# [About this task]
Please retype the records below exactly, from the first line down to and including the line with "### Merge first".

# [Input data]
#####
PR #7546, opened 2025-08-16
feat: `Query::merge()` + `Params::merge()`

distantnative:
## Description

- [x] https://github.com/getkirby/kirby/pull/7547

### ✨ Enhancements

- New `Kirby\Http\Query::merge()` and `Kirby\Http\Params::merge()` methods

### For review team

- [x] Add changes & docs to release notes draft in Notion

PR #7550, opened 2025-08-16
feat: Follow navigation in preview view

distantnative:
## Description

Feature for the new Panel preview view that allows users to navigate in the frontend iframe and the Panel following their navigation (syncing to the newly page they navigated to):

https://github.com/user-attachments/assets/134b31d0-dba0-42d9-88e3-ac494199ee7e

### Merge first
- [x] https://github.com/getkirby/kirby/pull/7546

### 🎉 Features

- Preview view: When you navigate through your frontend, the Panel syncs to the new location

### For review team

### DIFF
--- a/panel/src/components/Views/Preview/PreviewBrowser.vue
+++ b/panel/src/components/Views/Preview/PreviewBrowser.vue
@@ -67,6 +67,7 @@ export default {
 				return;
 			}
 
+			// open external links and Panel links in new tab
 			if (
 				link.href.startsWith(location.origin) === false ||
 				link.href.startsWith(this.$panel.urls.panel) === true
@@ -75,6 +76,7 @@ export default {
 				return true;
 			}
 
+			// catch internal links and emit navigate event
 			e.preventDefault(e);
 			this.$emit("navigate", link.href);
 		},
--- a/panel/src/components/Views/Preview/PreviewBrowser.vue
+++ b/panel/src/components/Views/Preview/PreviewBrowser.vue
@@ -56,21 +56,30 @@ export default {
 		this.$events.off("content.publish", this.reload);
 	},
 	methods: {
+		onClick(e) {
+			const link = e.target.closest("a");
+
+			if (!link) {
+				return;
+			}
+
+			if (!link.href || link.onclick) {
+				return;
+			}
+
+			e.preventDefault();
+
+			if (link.href.startsWith(location.origin) === false) {
+				return window.open(link.href, "_blank");
+			}
+
+			this.$emit("navigate", link.href);
+		},
 		onLoad() {
+			this.window.document.addEventListener("click", this.onClick);
+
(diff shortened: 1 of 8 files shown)


panel/src/components/Views/Preview/PreviewBrowser.vue
```diff
@@ -56,8 +55,25 @@ export default {
...
+
+				if (link.href.startsWith(location.origin) === false) {
+					link.target = "_blank";
+					continue;
+				}
+
+				link.addEventListener("click", (e) => {
+					e.preventDefault();
+					this.$emit("navigate", link.href);
+				});
```
bastianallgeier: I know that you had issues with event delegation, but I just realized that this will only work for elements that are present on load. For links that get injected after ajax calls or other more reactive JS parts, this will not be working.

distantnative: Hmm that's true, but as shown by our Demokit, event delegation is even worse as it gets easily suppressed by a script of the page (and I think these kind of scripts are even more likely/common).

distantnative: @bastianallgeier Maybe our best chance is to act on both? Pushed a version.

bastianallgeier:
There are two things that I found when testing it with the demokit. 

1. When you click on a link that has target _blank, the onClick handler would still try to open a new window for it and Firefox supresses that with a warning. I think we should check what the target for the link is. 

2. When I click on one of the "View source" links in the footer, the link is internal, but there's no matching model and a warning will pop up. Could we check for that error and still open the link in a new window?

distantnative:
@bastianallgeier I have dived into this again

1. I hope this has been solved with https://github.com/getkirby/kirby/pull/7550/changes/2169a5aaa7b8bd755e1ea76483bb5184ae6a4064

2. Checking for that error is pretty hard as our Panel setup just grabs it as RequestError with the actual error message ending up deep in the view object. And event if I try to grab that at the request module, I still have trouble routing it back to the original view that called `$panel.view.reload()`. What does work is not throwing a `LogicException` but a `Redirect` though this does not open a new window but redirects the current one. Would this be an acceptable middle ground? Or do you see any way to catch the error inside `k-preview-view`?

distantnative:
@bastianallgeier I added a checkbox to enable/disable the behavior. We probably want a better UI for that. But I realized working on the live edit mode that there sometimes following navigation (and pulling up the right model/fields) is great, but sometimes you might rather want to look at e.g. the blog overview page while editing a specific blog post (and stay on the blog post fields no matter how navigating around in the iframe).

bastianallgeier:
@distantnative maybe it's a good idea to work on this in combination with the live editing feature for v6 then?

distantnative:
We could move it to v6 as well, would be fine with me.

distantnative:
Added it to https://github.com/getkirby/kirby/pull/7780

PR #7553, opened 2025-08-18
lab: Active toggle in pages table

bastianallgeier:
You can try the effects of this lab PR in https://sandbox.test/panel/pages/other+page-table

### DIFF
--- a/config/sections/pages.php
+++ b/config/sections/pages.php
#####
# [Exercise result]
PR #7546, opened 2025-08-16
feat: `Query::merge()` + `Params::merge()`

distantnative:
## Description

- [x] https://github.com/getkirby/kirby/pull/7547

### ✨ Enhancements

- New `Kirby\Http\Query::merge()` and `Kirby\Http\Params::merge()` methods

### For review team

- [x] Add changes & docs to release notes draft in Notion

PR #7550, opened 2025-08-16
feat: Follow navigation in preview view

distantnative:
## Description

Feature for the new Panel preview view that allows users to navigate in the frontend iframe and the Panel following their navigation (syncing to the newly page they navigated to):

https://github.com/user-attachments/assets/134b31d0-dba0-42d9-88e3-ac494199ee7e

### Merge first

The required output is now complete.